Babies have a superpower — just when you think you've got them figured out, they switch things up on you, catching you totally off guard. How can someone so little be so confusing? As a mother of two, I often wonder about things my kids do, like why they're obsessed with their belly buttons, why they sleep on the floor, or why they wake up crying hysterically. But one of the questions that I've always wondered about is why babies shake their heads. My sons would do it when laying down to sleep. Is it a form of communication? Is it a sign of something more serious? Is it just silly, harmless fun? I talked to two pediatricians to find out more.

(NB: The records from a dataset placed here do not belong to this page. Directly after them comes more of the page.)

PR #84, opened 2021-07-12
IBFT PoS v2

zivkovicmilos:
# Description

This PR reverts the Account state back to its original form, while still maintaining the staking / unstaking functionality.

# Changes include

# Breaking changes

Stated in the initial paragraph.

# Checklist

- [x] I have tested this code

# Additional comments

## Staking Hub

The Staking Hub is the central place from which different modules from Polygon SDK can interact with the staking tally.
Currently, the staking tally (map) is kept in memory, and is written back to disk in JSON format for a period specified in `WriteBackPeriod` (default is 60s).

## Earlier staking / unstaking flow
Initial

## Current staking / unstaking flow
Modified


Kourin1996:
Just quick comment. We don't need event subscription in consensus layer if consensus can trust data in staking hub 100% and staking hub can return list of stakers fast (O(1) or O(n)). In PoS version1, there was no way to get current stakers. Traversing all accounts to check staking amount was unrealistic. But now, we can have the list and consensus can get stakers directly. I'm not sure subscription will be used in the future but it's not necessary for now.

What do you think about?

staking/staking_hub_test.go
```diff
@@ -0,0 +1,264 @@
...
+
+	for indx, testCase := range testTable {
+		t.Run(testCase.name, func(t *testing.T) {
+			instances := make([]*StakingHub, testCase.numInstances)
+
+			for i := 0; i < testCase.numInstances; i++ {
+				instances[i] = GetStakingHub()
+			}
+
+			for i := 0; i < testCase.numInstances; i++ {
```
lazartravica: Why the additional for loop?

jsonrpc/stake_endpoint.go
```diff
@@ -17,11 +18,13 @@ func (s *Stake) GetStakedBalance(address types.Address, number BlockNumber) (int
 		return nil, err
 	}
 
-	acc, err := s.d.store.GetAccount(header.StateRoot, address)
+	_, err = s.d.store.GetAccount(header.StateRoot, address)
```
lazartravica, line 21: How am I able to interface with the GetStakedBalance endpoint?

lazartravica (changes requested):
Please take a look at @Kourin1996 's comment.

It also seems to me like we only need the event publishing / subscription between the Staking Hub and the Executor and not between Consensus and Staking Hub.

staking/staking_hub_test.go
zivkovicmilos: Good catch. It probably contained additional logic that got swapped out later.
Fixing now 👍

jsonrpc/stake_endpoint.go
zivkovicmilos: What do you mean?
All of the stake endpoints are registered with the keyword `stake`, so if you wanted to shoot an http request to get staked balance, you would curl:
`stake_getStakedBalance` with parameters that match the same ones as for `eth_getBalance`

zivkovicmilos:
@Kourin1996 @lazartravica 
I've tried to figure out if we can ditch the staking / unstaking event mechanism entirely now that we have the staking hub, but the only thing that's bugging me is that if we do that - we completely lose the ability to have a valid snapshot store state sync on a per block basis:
https://github.com/0xPolygon/polygon-sdk/blob/3ddf382c4c80cfcb6c02c1682b87fc754c427e76/consensus/ibft/pos.go#L111

https://github.com/0xPolygon/polygon-sdk/blob/3ddf382c4c80cfcb6c02c1682b87fc754c427e76/consensus/ibft/ibft.go#L319

These events are not just used to update the current validator set when the chain is synced up, but also to update the snapshot store for each individual block that we sync (block A has validators B, C, block D has validators E, F...). Moreover, they depend on the staking / unstaking events that occurred _during that specific block_.

This is a problem because the Staking Hub has no notion of _past_ staking / unstaking events. The pending events that we do have are cleared out as soon as the transaction is executed correctly - with the only thing left being the staking map, which doesn't have a notion of block numbers. We use `PendingEvent`s to keep track of possible rollbacks and pending stakes / unstakes in case a block fails or a transaction is faulty.

I'm probably missing something since you've both come to the same conclusion, so please let me know if the above mentioned is a valid concern.

jsonrpc/stake_endpoint.go
lazartravica: I meant exactly that, thanks Milos! 🙏

state/executor.go
```diff
@@ -123,6 +129,82 @@ type BlockResult struct {
...
+				discardedTxn.From,
+				discardedTxn.Value,
+				blockNumber,
+			)
+
+			hub := staking.GetStakingHub()
+			if hub.ContainsPendingEvent(pendingEvent) {
+				// Remove the event from the queue
+				hub.RemovePendingEvent(pendingEvent)
+			}
```
Kourin1996: We traverse EventQueue twice here. I think we can call only RemovePendingEvent here, or RemovePendingEvent can return `deleted` flag for other code (it's useful the code in commitApprovedEvents)

Kourin1996:
@lazartravica @zivkovicmilos's opinion makes sense for me. There are 2 facts (1) StakingHub holds only staked balances at latest height (2) IBFT processes blocks in bulk in sync-state, we can't do it one by one (unless we fix the code in BulkSyncWithPeer). 

So we still need the event subscription in order to generate past snapshots (between the heights before and after sync) But we need to fix bulkUpdateSnapshots because it's referring staked balances in staking hub.

lazartravica:
> @Kourin1996 @lazartravica
> I've tried to figure out if we can ditch the staking / unstaking event mechanism entirely now that we have the staking hub, but the only thing that's bugging me is that if we do that - we completely lose the ability to have a valid snapshot store state sync on a per block basis:
> 
> https://github.com/0xPolygon/polygon-sdk/blob/3ddf382c4c80cfcb6c02c1682b87fc754c427e76/consensus/ibft/pos.go#L111
> 
> https://github.com/0xPolygon/polygon-sdk/blob/3ddf382c4c80cfcb6c02c1682b87fc754c427e76/consensus/ibft/ibft.go#L319
> 
> These events are not just used to update the current validator set when the chain is synced up, but also to update the snapshot store for each individual block that we sync (block A has validators B, C, block D has validators E, F...). Moreover, they depend on the staking / unstaking events that occurred _during that specific block_.
> 
> This is a problem because the Staking Hub has no notion of _past_ staking / unstaking events. The pending events that we do have are cleared out as soon as the transaction is executed correctly - with the only thing left being the staking map, which doesn't have a notion of block numbers. We use `PendingEvent`s to keep track of possible rollbacks and pending stakes / unstakes in case a block fails or a transaction is faulty.
> 
> I'm probably missing something since you've both come to the same conclusion, so please let me know if the above mentioned is a valid concern.

I have overlooked the implications given by syncing numerous blocks from peers, you're absolutely right, I don't think a different solution to this issue would be more elegant.

Approving the pull request 💯

lazartravica (approved):

state/executor.go
zivkovicmilos: You're right, there is no need to traverse it twice. Removing the double traversal 👍

state/executor.go
```diff
@@ -677,15 +764,18 @@ func (t *Transition) SubBalance(addr types.Address, balance *big.Int) {
...
-	return t.state.GetStakedBalance(addr)
+	hub := staking.GetStakingHub()
+	return hub.GetStakedBalance(addr)
 }
 
 func (t *Transition) AddStakedBalance(addr types.Address, balance *big.Int) {
-	t.state.AddStakedBalance(addr, balance)
+	hub := staking.GetStakingHub()
+	hub.IncreaseStake(addr, balance)
 }
```
Vuksan: You can remove this method since it's unused.

state/executor.go
```diff
@@ -677,15 +764,18 @@ func (t *Transition) SubBalance(addr types.Address, balance *big.Int) {
...
 
 func (t *Transition) SubStakedBalance(addr types.Address, balance *big.Int) {
-	t.state.SubStakedBalance(addr, balance)
+	hub := staking.GetStakingHub()
+	hub.DecreaseStake(addr, balance)
 }
```
Vuksan: You can remove this method since it's unused.

staking/staking_hub.go
```diff
@@ -0,0 +1,394 @@
...
+
+	// Alert the closing channel
+	sh.CloseCh <- struct{}{}
+
+	close(sh.CloseCh)
+}
+
+// PendingEvent contains useful information about a staking / unstaking event
+type PendingEvent struct {
+	Number    int64
```
Vuksan: Can you please rename this to `BlockNumber`?
It took me a while to understand what we mean by number in transaction context. It is misnamed there as well, let's not repeat the same mistake here 🙂

staking/staking_hub.go
```diff
@@ -0,0 +1,394 @@
...
+
+// readFromDisk reads the staking map from a previously saved disk copy, if it exists
+func (sh *StakingHub) readFromDisk() error {
+	// Check if the file exists
+	mapFile, err := os.Open(filepath.Join(sh.WorkingDirectory, defaultFileName))
+	if err != nil {
+		return fmt.Errorf("no exiting map file is present")
+	}
+
+	byteValue, _ := ioutil.ReadAll(mapFile)
```
Vuksan: Why don't you handle the error here?

staking/staking_hub.go
```diff
@@ -0,0 +1,394 @@
...
+}
+
+// StakerMapping is a representation of a staked account balance
+type StakerMapping struct {
+	Address types.Address `json:"address"`
+	Stake   *big.Int      `json:"stake"`
+}
+
+// GetStakerMappings returns the staking addresses and their staking balances
+func (sh *StakingHub) GetStakerMappings() []StakerMapping {
```
Vuksan: This can be a private method since `StakerMapping` is only really used in this file?
I think that you can make `StakerMapping` private as well.

staking/staking_hub.go
```diff
@@ -0,0 +1,394 @@
...
+		sh.StakingMap[val.Address] = val.Stake
+	}
+
+	return nil
+}
+
+// marshalJSON generates the json object for staker mappings
+func (sh *StakingHub) marshalJSON(mappings []StakerMapping) (io.Reader, error) {
+	sh.StakingMutex.Lock()
+	defer sh.StakingMutex.Unlock()
```
Vuksan: Do we really need a mutex lock on this method?
It seems like it's only working on the local `mappings` list.

staking/staking_hub.go
```diff
@@ -0,0 +1,394 @@
...
+
+		// Save the current staking map to disk, in JSON
+		mappings := sh.GetStakerMappings()
+
+		reader, err := sh.marshalJSON(mappings)
+		if err != nil {
+			continue
+		}
+
+		// Save the json to workingDirectory/StakingMap.json
```
Vuksan:
```suggestion
		// Save the json to workingDirectory/staking-map.json
```

chain/chain.go
```diff
@@ -226,21 +250,27 @@ func (g *Genesis) UnmarshalJSON(data []byte) error {
...
-	Storage       map[types.Hash]types.Hash `json:"storage,omitempty"`
-	Balance       *big.Int                  `json:"balance,omitempty"`
-	StakedBalance *big.Int                  `json:"stakedBalance,omitempty"` // Staking implementation
-	Nonce         uint64                    `json:"nonce,omitempty"`
-	PrivateKey    []byte                    `json:"secretKey,omitempty"` // for tests
+	Code       []byte                    `json:"code,omitempty"`
+	Storage    map[types.Hash]types.Hash `json:"storage,omitempty"`
+	Balance    *big.Int                  `json:"balance,omitempty"`
+	Nonce      uint64                    `json:"nonce,omitempty"`
+	PrivateKey []byte                    `json:"secretKey,omitempty"` // for tests
```
Vuksan, line 257: Why didn't you keep `StakedBalance` in the `GenesisAccount`?
I understand GenesisAccount is only there to load the data from genesis.json, which means It doesn't have to comply 100% with the Account structure, right?

staking/staking_hub.go
```diff
@@ -0,0 +1,394 @@
...
+		return nil, err
+	}
+	return bytes.NewReader(b), nil
+}
+
+// isStaker is a helper method to check whether or not an address has a staked balance
+func (sh *StakingHub) isStaker(address types.Address) bool {
+	if _, ok := sh.StakingMap[address]; ok {
+		return true
+	}
```
Vuksan: Isn't it dangerous to only check if address is in the map like this?
As far as I see, increasing stake and decreasing it by the same balance will still leave the address in the staking map resulting in this method returning true

state/executor.go
Vuksan: You can also remove `hub.DecreaseStake()` as well since it's only used here.

staking/staking_hub.go
```diff
@@ -0,0 +1,394 @@
...
+
+	if sh.isStaker(address) {
+		return sh.StakingMap[address]
+	}
+
+	return big.NewInt(0)
+}
+
+// GetStakerAddresses returns a list of all addresses that have a stake > 0
+func (sh *StakingHub) GetStakerAddresses() []types.Address {
```
Vuksan: You can remove this method since it's unused.

staking/staking_hub.go
```diff
@@ -0,0 +1,394 @@
...
+		if el.Compare(event) {
+			return true
+		}
+	}
+
+	return false
+}
+
+// ContainsPendingEvent checks if an identical event is present in the queue
+func (sh *StakingHub) ContainsPendingEvent(event PendingEvent) bool {
```
Vuksan: You can remove this method since it's unused.

state/executor.go
```diff
@@ -123,6 +129,79 @@ type BlockResult struct {
 	TotalGas uint64
 }
 
+// getStakingEventType is a helper method for getting the type of system event
+func getStakingEventType(toAddress types.Address) staking.StakingEventType {
+	if toAddress == types.StringToAddress(system.StakingAddress) {
+		return staking.StakingEvent
+	}
+
+	return staking.UnstakingEvent
```
Vuksan: I think that this method (by itself) shouldn't assume that anything that's passed into it is either staking or unstaking address. It should check if address is unstaking one, and if not return either error or something like "unknown event"

staking/staking_hub.go
```diff
@@ -0,0 +1,394 @@
...
+			foundIndx = indx
+		}
+	}
+
+	if foundIndx >= 0 {
+		sh.EventQueue = append(sh.EventQueue[:foundIndx], sh.EventQueue[foundIndx+1:]...)
+		foundFlag = true
+	}
+
+	return foundFlag
```
Vuksan: I think you can do without `foundFlag`
```suggestion
	if foundIndx >= 0 {
		sh.EventQueue = append(sh.EventQueue[:foundIndx], sh.EventQueue[foundIndx+1:]...)
		return true
	}

	return false
```

state/executor.go
```diff
@@ -123,6 +129,79 @@ type BlockResult struct {
...
+				*t.To,
+				t.From,
+				t.Value,
+				blockNumber,
+			)
+
+			hub := staking.GetStakingHub()
+
+			// Remove the event from the queue if it is present
+			if hub.RemovePendingEvent(pendingEvent) {
```
Vuksan: Maybe log an error or warning if this returns false here?

state/executor.go
```diff
@@ -133,11 +212,19 @@ func (e *Executor) ProcessBlock(parentRoot types.Hash, block *types.Block, block
...
+			// since every transaction in this block is discarded
+			cleanDiscardedEvents(block.Transactions, block.Number())
+
 			return nil, err
 		}
 	}
 	_, root := txn.Commit()
 
+	// Checks are passed, do staking logic if possible
+	commitApprovedEvents(block.Transactions, block.Number())
```
Vuksan: If `commitApprovedEvents` is called after `txn.Commit()` then I'm afraid this attack might be possible:
1. I send n unstaking transactions to be mined in a single block
2. I make sure that the sum of my transactions isn't greater than the staked amount of the whole network
3. I receive n * myStakedBalance to my account.

In the end `commitApprovedEvents` will just have n calls to `ResetStake` which will pass.

consensus/ibft/ibft.go
```diff
@@ -67,6 +68,9 @@ type Ibft struct {
 
 	// aux test methods
 	forceTimeoutCh bool
+
+	// Staking hub used for interacting with other modules
+	stakingHub *staking.StakingHub
```
Vuksan: I don't see this used anywhere, but maybe I'm mistaken...

staking/staking_hub_test.go
```diff
@@ -0,0 +1,262 @@
...
+				dummyDir := "dummyDir"
+				instances[0].SetWorkingDirectory(dummyDir)
+
+				for i := 1; i < testCase.numInstances; i++ {
+					assert.Equalf(t,
+						instances[0].WorkingDirectory,
+						instances[i].WorkingDirectory,
+						"Staking hub instances not equal",
+					)
+				}
```
Vuksan, line 63: Neat. This one made me smile 🙂 
A clever way to test this out.

staking/staking_hub_test.go
```diff
@@ -0,0 +1,262 @@
...
+
+	"github.com/0xPolygon/minimal/types"
+	"github.com/stretchr/testify/assert"
+)
+
+func EthToWei(ethValue int64) *big.Int {
+	return new(big.Int).Mul(
+		big.NewInt(ethValue),
+		new(big.Int).Exp(big.NewInt(10), big.NewInt(18), nil))
+}
```
Vuksan: I guess you couldn't import the one from `e2e/framework/helper.go`?

Vuksan: Maybe pull that into some outer directory, so that we don't have two methods with the same code?

staking/staking_hub_test.go
```diff
@@ -0,0 +1,262 @@
...
+	validStakes := []struct {
+		address        types.Address
+		initialStake   *big.Int
+		increaseAmount *big.Int
+	}{
+		// Valid account #1
+		{
+			types.StringToAddress("123"),
+			EthToWei(50), // 50 ETH
+			EthToWei(5),  // 50 ETH
```
Vuksan:
```suggestion
			EthToWei(5),  // 5 ETH
```

staking/staking_hub_test.go
```diff
@@ -0,0 +1,262 @@
...
+	validStakes := []struct {
+		address        types.Address
+		initialStake   *big.Int
+		decreaseAmount *big.Int
+	}{
+		// Valid account #1
+		{
+			types.StringToAddress("123"),
+			EthToWei(50), // 50 ETH
+			EthToWei(5),  // 50 ETH
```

Why Does My Baby Shake Their Head?
There are many reasons babies may shake their heads. Our experts agreed that sometimes it's harmless, but sometimes it may be concerning. "Some babies will shake their heads as a way of exploring their newly discovered body parts," Christina Johns, MD, MEd, FAAP, pediatrician and senior medical advisor for PM Pediatrics, told POPSUGAR. "When only a few months old, babies discover that they have a head and that it can move so they will practice moving from side to side and up and down. These may be repetitive motions but are not concerning."
For some kids, shaking their head from side to side can be soothing, Mona Amin, DO, FAAP, board certified general pediatrician, podcaster and YouTube Creator of PedsDocTalk, and mom, told POPSUGAR. This is very common (and harmless!) especially when they're falling asleep. "If they seem frustrated during a head-shaking episode, calmly redirect them or hold them. If they are happily playing, you don't need to stop them from exploring," she said.
It could even be a form of communication! Shaking back and forth may be their way of saying 'no' to you," said Dr. Amin. "Is it happening when they get a food they don't like or don't want to go somewhere? Remember to hold the boundary and remember this is normal!"
However, Dr. Johns said babies will also shake their heads if they're hurting. "Sometimes babies will shake their heads if they have pain," she explained. "If it's pain-related, one common reason is that they have an ear infection. If not an ear infection, the baby may be congested and sometimes that congestion can be uncomfortable, which leads to head shaking. More serious reasons that can be concerning have to do with developmental delays or neurological disorders. Seizure disorders can sometimes manifest as rhythmic head shaking."
Is It Normal for My Baby to Shake Their Head?
Babies shaking their heads is very normal, especially if it doesn't happen for long periods of time. "If your child only has brief moments where they shake their head but is otherwise acting well, then there is usually no cause for concern," Dr. Johns said. "If the head shaking isn't long-lasting and your child falls asleep normally, and if they continue to engage with you and respond in the way they normally do, then there's nothing to be worried about."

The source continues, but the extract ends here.